- **YOUR OBJECTIVE**
Your answer should repeat every record verbatim.

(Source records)
PR #2636, opened 2026-03-31
fix: cuda test and add a comment about a potential race condition

Golovanov399:
This resolves INT-7146

Not sure about the target branch


jonathanpwang (approved):
lgtm but let's merge mine first

PR #2639, opened 2026-03-31
feat: mod-builder + algebra + ecc CUDA tracegen

stephenh-axiom-xyz:


stephenh-axiom-xyz:
Closing for now, will revisit later

PR #2753, opened 2026-04-24
feat: enable rvr execution of benchmarks

gdmlcjs:
Enables running benchmarks through rvr extension. Benchmark tests do not check execution correctness and currently execution involving extensions other than RV32IM fail because `VmRvrExtension` trait implementation is not properly wired.

closes INT-7480

### DIFF
--- a/Cargo.lock
+++ b/Cargo.lock
@@ -5776,6 +5776,7 @@ dependencies = [
  "openvm-stark-sdk",
  "openvm-transpiler",
  "rand 0.9.2",
+ "rvr-openvm-lift",
  "serde",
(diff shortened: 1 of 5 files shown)


shuklaayush (approved):
it's okay for now since we're going to remove `aot` later but i wonder if we can share more code between executor types. maybe we should have all executors conform to some trait interface

gdmlcjs:
Yes, that would be better. Should I add a ticket and merge?

shuklaayush:
> Yes, that would be better. Should I add a ticket and merge?

yes, let's do that

PR #2755, opened 2026-04-27
fix(v2.1-rv64): convert more rv32 references to rv64

shuklaayush:
# fix(v2.1-rv64): convert more rv32 references to rv64

Follow-up cleanup that gets the lint job and the `sha2_bench` bench-prove run green on the rv64 branch, plus a few non-AOT polish items called out in review.

## Lint fixes

- `extensions/riscv/circuit/src/auipc/tests.rs` — gate `RV64_REGISTER_NUM_LIMBS` behind `#[cfg(feature = "cuda")]`; it's only used inside the CUDA test, so the CPU lint job hit `unused_imports`.
- `crates/continuations/src/tests/e2e.rs` — rename stale `Rv32DeferralBuilder` / `Rv32DeferralConfig` → `Rv64DeferralBuilder` / `Rv64DeferralConfig` (3 sites). Fixes the CUDA lint job's `E0432`.
- `crates/sdk/src/tests.rs` — `SdkVmConfig::riscv32()` → `::riscv64()` plus doc-comment.
- `benchmarks/prove/src/lib.rs` — drop unused `clap::command` import.
- `extensions/riscv/circuit/src/{mul,mul_w,jalr,mulh}/tests.rs` — error string `"failed to create Rv32IM executor"` → `"Rv64IM executor"`.

## Rename

- `Rv32ModularArithmeticOpcode` → `Rv64ModularArithmeticOpcode` (81 references across `extensions/algebra/{transpiler,circuit}`). Pure rename, no semantic change.

## Cleanup

- Remove `tmp_convert_to_u8s` and its `// TEMP[jpw]` marker from `extensions/riscv/circuit/src/adapters/mod.rs` — `pub fn` with zero in-tree callers.
- `crates/toolchain/openvm/src/io/mod.rs` — replace hardcoded `8` in `read_vec_by_len` with `openvm_platform::WORD_SIZE`.

## Bug fix

- `crates/toolchain/openvm/src/serde/serializer.rs` — `to_vec` was calling `Vec::<u64>::with_capacity(size_of_val(value))`, conflating bytes with u64 elements and over-allocating 8×. Switched to `size_of_val(value).div_ceil(size_of::<u64>())`. Heap waste only, no correctness impact.

## Benchmark ELF rebuilds

Rebuilt 16 benchmark guest ELFs as 64-bit RISC-V (the committed binaries were still 32-bit, which made `sha2_bench` fail with `Error: Not a 64-bit ELF` after the transpiler tightened its check): base64_json, bincode, bubblesort, ecrecover, fibonacci, fibonacci_iterative, fibonacci_recursive, keccak256, keccak256_iter, kitchen-sink, pairing, quicksort, rkyv, sha2_bench, sha256, sha256_iter.

Not rebuilt — `regex`, `revm_transfer`, `revm_snailtracer` — their dependency closures (`regex-automata`, `tracing-core 0.1.x`) use atomic CAS methods that the `riscv64im-unknown-none-elf` target doesn't expose. The existing `portable-atomic` polyfill in `openvm-platform` works for crates that opt in via a feature flag (`bytes`, `spin`), but neither failing crate exposes one. Tracking as a separate item.

## Verification

- `cargo +nightly fmt --all -- --check` clean.
- `cargo clippy --workspace --all-targets --tests --features "<CI feature set>" -- -D warnings` clean.
- `cargo check --workspace --all-targets --tests` clean.


Tuanlinh12312:
LGTM

Tuanlinh12312 (approved):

- **RESPONSE**
PR #2636, opened 2026-03-31
fix: cuda test and add a comment about a potential race condition

Golovanov399:
This resolves INT-7146

Not sure about the target branch


jonathanpwang (approved):
lgtm but let's merge mine first

PR #2639, opened 2026-03-31
feat: mod-builder + algebra + ecc CUDA tracegen

stephenh-axiom-xyz:


stephenh-axiom-xyz:
Closing for now, will revisit later

PR #2753, opened 2026-04-24
feat: enable rvr execution of benchmarks

gdmlcjs:
Enables running benchmarks through rvr extension. Benchmark tests do not check execution correctness and currently execution involving extensions other than RV32IM fail because `VmRvrExtension` trait implementation is not properly wired.

closes INT-7480

### DIFF
--- a/Cargo.lock
+++ b/Cargo.lock
@@ -5776,6 +5776,7 @@ dependencies = [
  "openvm-stark-sdk",
  "openvm-transpiler",
  "rand 0.9.2",
+ "rvr-openvm-lift",
  "serde",
(diff shortened: 1 of 5 files shown)


shuklaayush (approved):
it's okay for now since we're going to remove `aot` later but i wonder if we can share more code between executor types. maybe we should have all executors conform to some trait interface

gdmlcjs:
Yes, that would be better. Should I add a ticket and merge?

shuklaayush:
> Yes, that would be better. Should I add a ticket and merge?

yes, let's do that

PR #2755, opened 2026-04-27
fix(v2.1-rv64): convert more rv32 references to rv64

shuklaayush:
# fix(v2.1-rv64): convert more rv32 references to rv64

Follow-up cleanup that gets the lint job and the `sha2_bench` bench-prove run green on the rv64 branch, plus a few non-AOT polish items called out in review.

## Lint fixes

- `extensions/riscv/circuit/src/auipc/tests.rs` — gate `RV64_REGISTER_NUM_LIMBS` behind `#[cfg(feature = "cuda")]`; it's only used inside the CUDA test, so the CPU lint job hit `unused_imports`.
- `crates/continuations/src/tests/e2e.rs` — rename stale `Rv32DeferralBuilder` / `Rv32DeferralConfig` → `Rv64DeferralBuilder` / `Rv64DeferralConfig` (3 sites). Fixes the CUDA lint job's `E0432`.
- `crates/sdk/src/tests.rs` — `SdkVmConfig::riscv32()` → `::riscv64()` plus doc-comment.
- `benchmarks/prove/src/lib.rs` — drop unused `clap::command` import.
- `extensions/riscv/circuit/src/{mul,mul_w,jalr,mulh}/tests.rs` — error string `"failed to create Rv32IM executor"` → `"Rv64IM executor"`.

## Rename

- `Rv32ModularArithmeticOpcode` → `Rv64ModularArithmeticOpcode` (81 references across `extensions/algebra/{transpiler,circuit}`). Pure rename, no semantic change.

## Cleanup

- Remove `tmp_convert_to_u8s` and its `// TEMP[jpw]` marker from `extensions/riscv/circuit/src/adapters/mod.rs` — `pub fn` with zero in-tree callers.
- `crates/toolchain/openvm/src/io/mod.rs` — replace hardcoded `8` in `read_vec_by_len` with `openvm_platform::WORD_SIZE`.

## Bug fix

- `crates/toolchain/openvm/src/serde/serializer.rs` — `to_vec` was calling `Vec::<u64>::with_capacity(size_of_val(value))`, conflating bytes with u64 elements and over-allocating 8×. Switched to `size_of_val(value).div_ceil(size_of::<u64>())`. Heap waste only, no correctness impact.

## Benchmark ELF rebuilds

Rebuilt 16 benchmark guest ELFs as 64-bit RISC-V (the committed binaries were still 32-bit, which made `sha2_bench` fail with `Error: Not a 64-bit ELF` after the transpiler tightened its check): base64_json, bincode, bubblesort, ecrecover, fibonacci, fibonacci_iterative, fibonacci_recursive, keccak256, keccak256_iter, kitchen-sink, pairing, quicksort, rkyv, sha2_bench, sha256, sha256_iter.

Not rebuilt — `regex`, `revm_transfer`, `revm_snailtracer` — their dependency closures (`regex-automata`, `tracing-core 0.1.x`) use atomic CAS methods that the `riscv64im-unknown-none-elf` target doesn't expose. The existing `portable-atomic` polyfill in `openvm-platform` works for crates that opt in via a feature flag (`bytes`, `spin`), but neither failing crate exposes one. Tracking as a separate item.

## Verification

- `cargo +nightly fmt --all -- --check` clean.
- `cargo clippy --workspace --all-targets --tests --features "<CI feature set>" -- -D warnings` clean.
- `cargo check --workspace --all-targets --tests` clean.


Tuanlinh12312:
LGTM

Tuanlinh12312 (approved):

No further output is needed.